También se ha reiterado, que excepcionalmente la acción de tutela puede ejercitarse para demandar el amparo de un derecho fundamental que resulta vulnerado, cuando en el trámite procesal el funcionario judicial actúa y decide de manera arbitraria o caprichosa, o en aquellos eventos en los cuales la decisión es emitida desbordando el ámbito funcional o en forma manifiestamente contraria al ordenamiento jurídico, esto es, cuando se configuran las llamadas vías de hecho, bajo la condición que frente a tal anomalía el afectado no disponga de otro medio de defensa judicial idóneo, salvo que el amparo se solicite como mecanismo transitorio para evitar un perjuicio irremediable.
En efecto, previo a otorgar la libertad condicional el juez ejecutor debe verificar el cumplimiento de los requisitos de orden objetivo y subjetivo consagrados en el artículo 64 de la Ley 599 de 2000, despacho que en el caso sometido a estudio advirtió que no era procedente acceder a la pretensión liberatoria, en virtud de la prohibición expresa consagrada en el artículo 26 de la Ley 1121 de 2006, decisión que al ser recurrida fue reafirmada por el fallador.

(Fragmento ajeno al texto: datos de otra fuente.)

PR #968, opened 2017-01-22
Moving the source for simpletest to github instead of sourceforge

TimLethbridge:
Travis was failing on attempting to obtain the simpltest php testing utility from sourceforge. This PR moves the sourcing of that to be from github. Minor renaming turned out to be required since the untarred directory had a different name


TimLethbridge:
Hopefully fixing travis on MacOS X by moving simpletest source to be obtained at github instead of sourceforge

PR #972, opened 2017-01-24
Fixed #970

### LINKED ISSUE #970: Type of association reference list is lower case in UmpleOnline when clicked on "show tabs on different tabs"
Considering the following Umple code:
```java
class D{
}
class C{
        * -- * D;
}
```
The following code is generated
```java
public class C
{
 
  //------------------------
  // MEMBER VARIABLES
  //------------------------
 
  //C Associations
  private List<d> ds;
 
  //------------------------
  // CONSTRUCTOR
  //------------------------
 
  public C()
  {
           ds = new ArrayList<d>();
```
`List<d>` is wrong it should be `List<D>`.
This problem seems to be a occurring only in the online version.

Nava2:
## Description

When using `jQuery#html()` it will format html tags, this wasn't being done in the non-tabbed way, but was being done when using tabs. I replaced it with `.innerHTML`. 

Closes #970. Please verify that this works (it is working locally).

### DIFF
--- a/umpleonline/scripts/umple_page.js
+++ b/umpleonline/scripts/umple_page.js
@@ -867,9 +867,8 @@ Page.showGeneratedCode = function(code,language,tabnumber)
   if(language == "java" || language == "php" || language == "cpp" 
     || language == "ruby" || language == "xml" || language == "sql" || language == "alloy" || language == "nusmv")
   {
-		jQuery("#innerGeneratedCodeRow" + tabnumber).html(
-			formatOnce('<pre class="brush: {1};">{0}</pre>',generatedMarkup,language)
-		)
+		jQuery("#innerGeneratedCodeRow" + tabnumber).innerHTML = 
+		  formatOnce('<pre class="brush: {1};">{0}</pre>', generatedMarkup, language);
     SyntaxHighlighter.highlight("code");
 
 		if(tabnumber == ""){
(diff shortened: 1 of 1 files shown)


TimLethbridge:
No, this does not work when I test it. The generated code does not appear at all!

Nava2:
Damn, I was hoping the local changes would work. I'll open a new PR once I fix this up.

Nava2:
@TimLethbridge is UmpleOnline supported running locally on Windows? I can't get the compiler to spew anything other than "Couldn't read results from the Umple compiler!"

Nava2:
I did fix the error in 994e3b19a48c, I believe. But I am still wondering about running UmpleOnline on Windows.

TimLethbridge:
Well with the latest, the code appears, but the problem is not solved: We will get lowercase conversion.

As for UmpleOnline in Windows. You are the second person this week who reported this issue. On Mac I know the symptoms "Couldn't read results ..." are caused by permission problems (web server not being able to create/write files/directory in the umpleonline/ump directory

TimLethbridge:
My guess is that the lowercasing occurs a little earlier in the process of constructing the html. I have to focus on other deadlines, but will monitor this.

TimLethbridge:
The code that comes from the compiler with all files glommed together has 
```
private List&lt;D&gt; ds;
```
The lt and gt appear to be being stripped before the tabs are generated. Hence the glommed display looks OK, but the tabbed display has the lowercasing happening

vahdat-ab:
@Nava2 I have the same issue in the Windows and tried to fix it but were not successful. If you still want to have it on Windows, please use "Bash on Ubuntu on Windows". It works without any issue.

TimLethbridge:
I have solved the problem I will open a different PR on it.

TimLethbridge:
The fix is done instead in #973

PR #973, opened 2017-01-24
Fixes 970 - getting raw text instead of processed text for tabs

### LINKED ISSUE #970: Type of association reference list is lower case in UmpleOnline when clicked on "show tabs on different tabs"

TimLethbridge:
This pull request replaces that of @Nava2 

The problem was that the tab text was being obtained by querying the DOM, where the less than and greater than html codes had already been rendered. In this fix, the raw code from the compiler is used instead.

This fixes #970

### DIFF
--- a/umpleonline/scripts/umple_action.js
+++ b/umpleonline/scripts/umple_action.js
@@ -2191,7 +2191,7 @@ Action.toggleTabs = function()
   }
 }
 
-Action.generateTabsCode = function()
+Action.generateTabsCode = function(theCode)
 {
   var arrCodeFiles = [];
   var intFileCounter = 0;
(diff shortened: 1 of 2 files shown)


Nava2:
Excellent, thanks for doing this. I was working on it, but I got lost in the somewhat messy setup that was there. 

The JS for UmpleOnline could use some love at some point to modernize it and clean up some of the cruft.

PR #975, opened 2017-01-26
 this fixes the issue with required methods injecting to abstract classes

### LINKED ISSUE #758: Activate testing of UmpleOnline and User Manual examples during the build by compiling C++/Php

Para la Sala, no se remite a duda entonces que las autoridades demandadas, observaron la normatividad relativa a la concesión del beneficio de libertad condicional solicitado, de suerte que, la decisión de negarlo por impedimento de orden legal no estructura causal de procedibilidad de la acción que amerite el amparo constitucional, en cuanto está debidamente sustentada en el ordenamiento jurídico vigente, cimentada en los elementos de juicio obrantes en el proceso y que permiten al funcionario optar por emitir un juicio negativo frente a la libertad peticionada, lo que imposibilita la intromisión del juez de tutela, máxime que el demandante utilizó los mecanismos adecuados para reclamar el derecho y debatir su inconformidad en la segunda instancia. Bajo ese contexto, no encuentra la Sala que la conclusión a que arribaron los juzgados demandados en torno a la concesión de la libertad condicional en el caso concreto constituya una vía de hecho, y en cambio aparece que a partir de una interpretación razonable de la normatividad que regula la materia, se precisó que no podría concluirse que la Ley 1709 de 2014 haya derogado o modificado el artículo 26 de la Ley 1121 de 2006, prevaleciendo, en todo caso, la norma de carácter especial sobre la general, pero además se destacó que la favorabilidad solo sería aplicable desde el punto de vista objetivo, porque frente al presupuesto subjetivo el juicio de valor sería negativo dada la naturaleza y gravedad del delito.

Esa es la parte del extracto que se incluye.